Assigned task: Search the entries below for the word "assume" and copy each line that has it.

[Stored items]
=======

PR #3665, opened 2023-02-02
Ohm's law solver (hybrid kinetic-fluid extension)

roelof-groenewald:
In this PR a different solver for the E-field is added that uses Ohm's law (with assumption of zero electron mass). The result is an algebraic expression for the E-field. See https://arxiv.org/pdf/2204.01676.pdf for details of the model.

Still to do before this PR is ready to be merged:
- [x] Add description of model to documentation
- [x] Add support for PEC boundary conditions (PML can come later)
- [x] Merge PR #3711 
- [x] More validation of implementation
- [x] Add CI tests

Some early validation studies have been performed looking at EM modes as described in [Munoz et al. (2018)](https://www.sciencedirect.com/science/article/abs/pii/S0010465517303521). The input and analysis for these tests are included in `Examples/Tests/ohm_solver/`.

spectrum_par_1d_400_substeps_1e-07_eta

spectrum_perp_1d_400_substeps_1e-07_eta


roelof-groenewald:
I performed the ion-beam instability test from Munoz et al.'s paper as well, with the WarpX results generally agreeing with theirs.

ion_beam_R_instability_resonant_eta_1e-07_substeps_400

ion_beam_R_instability_non resonant_eta_1e-07_substeps_400

roelof-groenewald:
Just posting the 2d simulation results for the perpendicularly propagating modes as well so that the plot can be included in the documentation.
spectrum_perp_2d_750_substeps_1e-05_eta

ax3l (commented):
Looked quickly at the required data containers & allocations: all runtime controlled, so perfect from that side for integration.

Source/FieldSolver/WarpXPushFieldsHybrid.cpp
```diff
@@ -0,0 +1,258 @@
...
+    // recalculated to include the resistivity before evolving B.
+
+    // Firstly J_i^{n} is calculated as the average of J_i^{n-1/2} and J_i^{n+1/2}
+    for (int lev = 0; lev <= finest_level; ++lev)
+    {
+        // Loop through the grids, and over the tiles within each grid
+#ifdef AMREX_USE_OMP
+#pragma omp parallel if (amrex::Gpu::notInLaunchRegion())
+#endif
+        for ( MFIter mfi(*current_fp[lev][0], TilingIfNotGPU()); mfi.isValid(); ++mfi ) {
```
roelof-groenewald: I'm thinking this should be doable with simpler multifab operations. All that is happening here is `current_fp_temp = 0.5 * (current_fp_temp + current_fp)`.

roelof-groenewald:
Results of Landau damping simulations. The straight lines show the theoretical damping rates.
ion_Landau_damping

roelof-groenewald:
With the fixes from #3711 and some other Ohm's law specific PEC boundary handling, I can now stably run a magnetic reconnection problem from a force-free sheet as described in [Le et al. (2016)](https://aip.scitation.org/doi/10.1063/1.4943893). In this problem the z-domain boundaries are PEC while the x-boundaries are periodic.
mag_reconnection

roelof-groenewald:
@RemiLehe @EZoni I know you guys are super busy with various proposal / milestone deadlines, so I wanted to make sure there is a long time window for reviewing this PR. I'm planning on presenting the addition of the hybrid-PIC algorithm in WarpX at the [Sherwood Fusion Theory Conference](http://www.sherwoodtheory.org/sw2023/index.php) in early May. It would be awesome if at that point the algorithm could be in the main WarpX release (i.e. the May release). Please let me know how I can help to make the review easier.

roelof-groenewald:
I realize this PR is pretty large, which makes it difficult to review. So I was thinking a good way to tackle it might be to have different people review different (mostly independent) parts of it. I compiled a checklist below, linking people to parts I think they might be interested in reviewing. If you are willing to review those parts, please do so and mark the item as "done" if you are satisfied (of course everyone is welcome to review the whole PR as well 😬 ).
- [ ] `Docs`, `Examples/Tests/ohm_solver` and `Regression` changes (@EZoni, @ax3l) 
- [ ] `Python/pywarpx` and `Source/Python` changes (@dpgrote)
- [ ] `Source/BoundaryConditions` changes (@RevathiJambunathan)
- [ ] Other changes in `Source` (@RemiLehe - since you mentioned before that you are interested in reviewing this PR)

Thank you all in advance for your time!

P.S. There are several validation tests buried in the long list of commits / comments above, meant to provide confidence in the accuracy of the implementation.

Docs/source/theory/kinetic_fluid_hybrid_model.rst
```diff
@@ -0,0 +1,141 @@
...
+computational cost of resolving the electron dynamics can be avoided by modeling
+the electrons as a fluid rather than kinetic particles. The simulation resolution
+can then be set by the ion time and length scales (commonly the ion cyclotron
+period :math:`1/\Omega_i` and ion skin depth :math:`l_i`, respectively), which
+can reduce the total simulation time drastically compared to a simulation that
+has to resolve the electron Debye length and CFL-condition based on the speed
+of light.
+
+Many authors have described variations of the kinetic ion & fluid electron model,
+generally refered to as particle-fluid hybrid or just hybrid-PIC models. The implementation
```
EZoni:
```suggestion
generally referred to as particle-fluid hybrid or just hybrid-PIC models. The implementation
```

Docs/source/theory/kinetic_fluid_hybrid_model.rst
```diff
@@ -0,0 +1,141 @@
...
+neutrality (:math:`n_e=n_i`) and the Maxwell-Ampere equation can be simplified by
+neglecting the displacement current term (Darwin approximation, see `Nielson and Lewis (1976) <https://www.sciencedirect.com/science/article/abs/pii/B9780124608160500154>`_),
+giving,
+
+    .. math::
+
+        \mu_0\vec{J} = \vec{\nabla}\times\vec{B}.
+
+where :math:`\vec{J} = \vec{J}_i - \vec{J}_e` is the total electrical current i.e.
+the sum of electron and ion currents. Seeing as ions are treated in the regular
```
EZoni:
```suggestion
the sum of electron and ion currents. Since ions are treated in the regular
```

Docs/source/theory/kinetic_fluid_hybrid_model.rst
```diff
@@ -0,0 +1,141 @@
...
+The basic justification for the hybrid model is that the system to which it is
+applied is dominated by ion kinetics, with ions moving much slower than electrons
+and photons. In this scenario two critical approximations can be made, namely,
+neutrality (:math:`n_e=n_i`) and the Maxwell-Ampere equation can be simplified by
+neglecting the displacement current term (Darwin approximation, see `Nielson and Lewis (1976) <https://www.sciencedirect.com/science/article/abs/pii/B9780124608160500154>`_),
+giving,
+
+    .. math::
+
+        \mu_0\vec{J} = \vec{\nabla}\times\vec{B}.
```
EZoni:
```suggestion
        \mu_0\vec{J} = \vec{\nabla}\times\vec{B},
```

Docs/source/theory/kinetic_fluid_hybrid_model.rst
```diff
@@ -0,0 +1,141 @@
...
+
+where :math:`\vec{J} = \vec{J}_i - \vec{J}_e` is the total electrical current i.e.
```
EZoni:
```suggestion
where :math:`\vec{J} = \vec{J}_i - \vec{J}_e` is the total electrical current, i.e.
```

Docs/source/theory/kinetic_fluid_hybrid_model.rst
```diff
@@ -0,0 +1,141 @@
...
+the sum of electron and ion currents. Seeing as ions are treated in the regular
+PIC manner, the ion current, :math:`\vec{J}_i`, is known during a simulation. Therefore,
+given the magnetic field, the electron current can be calculated.
+
+If we now furher assume electrons are inertialess, the electron momentum
```
EZoni:
```suggestion
If we now further assume electrons are inertialess, the electron momentum
```

Docs/source/theory/kinetic_fluid_hybrid_model.rst
```diff
@@ -0,0 +1,141 @@
...
+
+.. note::
+
+    Various verification tests of the hybrid model implementation can be found in
+    the :ref:`examples section <examples-hybrid-model>`.
+
+The kinetic-fluid hybrid extension mostly uses the same routines as the standard
+PIC algorithm with the only exception that the E-field is calculated from the
+above equation rather than it being integrated from a differential equation. The
+function `WarpX::HybridPICEvolveFields()` handles the logic to update the E&M fields
```
EZoni: Maybe, here and below, we can render these code function names with "``" instead of italic?
```suggestion
function ``WarpX::HybridPICEvolveFields()`` handles the logic to update the E&M fields
```

Docs/source/theory/kinetic_fluid_hybrid_model.rst
```diff
@@ -0,0 +1,141 @@
...
+when the "hybridPIC" model is used. This function is executed after particle pushing
+and deposition (charge and current density) has been completed. Therefore, based
+on the usual time-staggering in the PIC algorithm, when `HybridPICEvolveFields()` is called
```
EZoni:
```suggestion
on the usual time-staggering in the PIC algorithm, when ``HybridPICEvolveFields()`` is called
```

Docs/source/theory/kinetic_fluid_hybrid_model.rst
```diff
@@ -0,0 +1,141 @@
...
+at timestep :math:`t=n`, the quantities :math:`\rho^n`, :math:`\rho^{n+1}`, :math:`\vec{J}_i^{n-1/2}`
```
EZoni:
```suggestion
at timestep :math:`t=t_n`, the quantities :math:`\rho^n`, :math:`\rho^{n+1}`, :math:`\vec{J}_i^{n-1/2}`
```

Docs/source/theory/kinetic_fluid_hybrid_model.rst
```diff
@@ -0,0 +1,141 @@
...
+
+Field update
+^^^^^^^^^^^^
+
+The field update is done in three steps as described below.
+
+First half step
+"""""""""""""""
+
+Firstly the E-field at :math:`t=n` is calculated for which the current density needs to
```
EZoni:
```suggestion
Firstly the E-field at :math:`t=t_n` is calculated for which the current density needs to
```

Docs/source/theory/kinetic_fluid_hybrid_model.rst
```diff
@@ -0,0 +1,141 @@
...
+be interpolated to the correct time, using :math:`\vec{J}_i^n = 1/2(\vec{J}_i^{n-1/2}+ \vec{J}_i^{n+1/2})`.
+The electron pressure is simply calculated using :math:`\rho^n` and the B-field is also already
+known at the correct time since it was calculated for :math:`t=n` at the end of the last step.
```
EZoni:
```suggestion
known at the correct time since it was calculated for :math:`t=t_n` at the end of the last step.
```

Docs/source/theory/kinetic_fluid_hybrid_model.rst
```diff
@@ -0,0 +1,141 @@
...
+Once :math:`\vec{E}^n` is calculated, it is used to push :math:`\vec{B}^n` forward in time
+(using Faraday's law i.e. the same as in the regular PIC routine with `WarpX::EvolveB()`)
```
EZoni:
```suggestion
(using Faraday's law, i.e. the same as in the regular PIC routine with ``WarpX::EvolveB()``)
```

Docs/source/theory/kinetic_fluid_hybrid_model.rst
```diff
@@ -0,0 +1,141 @@
...
+using the known fields :math:`\vec{B}^{n+1/2}`, :math:`\vec{J}_i^{n+1/2}` and
+interpolated charge density :math:`\rho^{n+1/2}=1/2(\rho^n+\rho^{n+1})` (which is
+also used to calculate the electron pressure). Similarly as before, the B-field
+is then pushed forward to get :math:`\vec{B}^{n+1}` using the newly calculated
+:math:`\vec{E}^{n+1/2}` field.
+
+Extrapolation step
+""""""""""""""""""
+
+Obtaining the E-field at timestep :math:`t=n+1` is a well documented issue for
```
EZoni:
```suggestion
Obtaining the E-field at timestep :math:`t=t_{n+1}` is a well documented issue for
```

Docs/source/usage/examples.rst
```diff
@@ -121,3 +121,116 @@ An example of using Python to access the simulation charge density, solve the Po
 An example of initializing the fields by accessing their data through Python, advancing the simulation for a chosen number of time steps, and plotting the fields again through Python. The simulation runs with 128 regular cells, 8 guard cells, and 10 PML cells, in each direction. Moreover, it uses div(E) and div(B) cleaning both in the regular grid and in the PML and initializes all available electromagnetic fields (E,B,F,G) identically.
 
 * :download:`Unit pulse with PML <../../../Examples/Tests/python_wrappers/PICMI_inputs_2d.py>`
+
+.. _examples-hybrid-model:
+
+Kinetic-fluid hybrid model
+--------------------------
+
+Several examples / benchmarks of the kinetic-fluid hybrid model are shown below. The first few examples are replications
```
EZoni:
```suggestion
Several examples and benchmarks of the kinetic-fluid hybrid model are shown below. The first few examples are replications
```

Docs/source/theory/kinetic_fluid_hybrid_model.rst
```diff
@@ -0,0 +1,141 @@
...
+the electrons as a fluid rather than kinetic particles. The simulation resolution
+can then be set by the ion time and length scales (commonly the ion cyclotron
+period :math:`1/\Omega_i` and ion skin depth :math:`l_i`, respectively), which
+can reduce the total simulation time drastically compared to a simulation that
+has to resolve the electron Debye length and CFL-condition based on the speed
+of light.
+
+Many authors have described variations of the kinetic ion & fluid electron model,
+generally refered to as particle-fluid hybrid or just hybrid-PIC models. The implementation
+in WarpX follows the outline from `Winske et al. (2022) <https://arxiv.org/abs/2204.01676>`_.
```
EZoni: Ideally, it would be great if you could use BibTeX, as started in #3787, when adding references in the theory section (in this file and all other relevant files). It should be possible to add the reference entries to the existing `refs.bib` file and just cite them wherever needed.

Docs/source/usage/examples.rst
```diff
@@ -121,3 +121,116 @@ An example of using Python to access the simulation charge density, solve the Po
...
+
+Ion Landau damping
+^^^^^^^^^^^^^^^^^^
+
+Landau damping is a well known process in which electrostatic (acoustic) waves
+are damped by transferring energy to particles satisfying a resonance condition.
+The process can be simulated by seeding a plasma with a specific acoustic mode
+(density perturbation) and tracking the strength of the mode as a function of
+time. The figure below shows a set of such simulations with parameters matching
+those described in section 4.5 of Munoz et al. (2018). The straight lines show
```
EZoni: Link to reference is missing here.

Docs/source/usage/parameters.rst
PR #3652, opened 2023-01-31
Add Sr, Y, Zr, Nb, Mo, Tc, Ru, Rh, Pd, Ag, Cd, In, Sn, Sb, Te, I, Xe to the ionization table

lucafedeli88:
As a follow-up to https://github.com/ECP-WarpX/WarpX/pull/3646 this PR adds a new row of the periodic table to the ionization table.

PR #3666, opened 2023-02-02
Add all the elements from Z=55 (Cs) to Z=85 (At) to the ionization table

lucafedeli88:
As a follow-up to https://github.com/ECP-WarpX/WarpX/pull/3652, this PR adds new elements to the ionization table


dpgrote (approved):
Thanks!

ax3l (approved):

PR #3669, opened 2023-02-02
Fix a bug in 1D PEC

### LINKED ISSUE #3664: Possible bug: PEC boundary in 1D
I am using a 1D uniform magnetized plasma with reflecting boundaries for particles and Dirichlet (PEC) boundaries for fields with an EM solver. I am not explicitly setting the boundary potentials; I understand that they are set to zero by default, which is what I want. As I understand, the PEC boundaries should be clamping the tangential (x and y) electric fields to zero. In fact, what I see is that only Ey is clamped to zero. (The PEC boundary also sets the normal component of magnetic fields (Bz) to zero, but in 1D this is automatically satisfied.) Possibly as a consequence, I am seeing an unphysical instability occur, with both total particle and field energy increasing when there are no physical sources of free energy in the plasma. Evidential plots are below, as well as the input file. The input file is also included in a zip folder. 

A plot of Ey vs z at the final timestep. The field is correctly clamped to zero at the boundaries.
image

A plot of Ex vs z at the final timestep. The field is not clamped to zero at the boundaries. 
image

A colormap of Bx in space and time, showing wave activity. (Time runs downward on the vertical axis, and space runs to the right on the horizontal axis.)
image

A plot of total particle energy vs time.
image

A plot of total field energy vs time. This plot and the plot above show the presence of an instability. 
image

PICMI-translated input deck
image
[inputs_1d_picmi.zip](https://github.com/ECP-WarpX/WarpX/files/10561982/inputs_1d_picmi.zip)

prkkumar:
This PR fixes a bug in PEC boundary condition in 1D. In particular, the way we calculate which component is tangential and which is normal was not properly done for the 1D case. This PR fixes that. 

This should fix #3664.


ax3l (approved):
Thanks a lot for the fix! :)

ax3l:
CI has some hickups (network issues during install phase), I will restart the ones that fail.

prkkumar:
LaserInjection_1d benchmark needs to be updated, I think. It uses pec

ax3l:
Makes sense, please feel free to push an updated checksum

Regression/Checksum/benchmarks_json/LaserInjection_1d.json
```diff
@@ -1,13 +1,23 @@
 {
+  "electrons": {
+    "particle_momentum_x": 0.0,
+    "particle_momentum_y": 0.0,
+    "particle_momentum_z": 0.0,
+    "particle_orig_z": 0.0,
+    "particle_position_x": 0.0,
+    "particle_regionofinterest": 0.0,
+    "particle_weight": 0.0
+  },
```
ax3l: Is this part off?
Did you change the inputs file locally, maybe?
```suggestion
```

ax3l: oops: mismatch LaserInjection_1d vs LaserAcceleration_1d

ax3l (approved):
Thank you for the quick debugging and fix, this is great! :rocket: :sparkles:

=======

Answer to this problem:
+If we now furher assume electrons are inertialess, the electron momentum
If we now further assume electrons are inertialess, the electron momentum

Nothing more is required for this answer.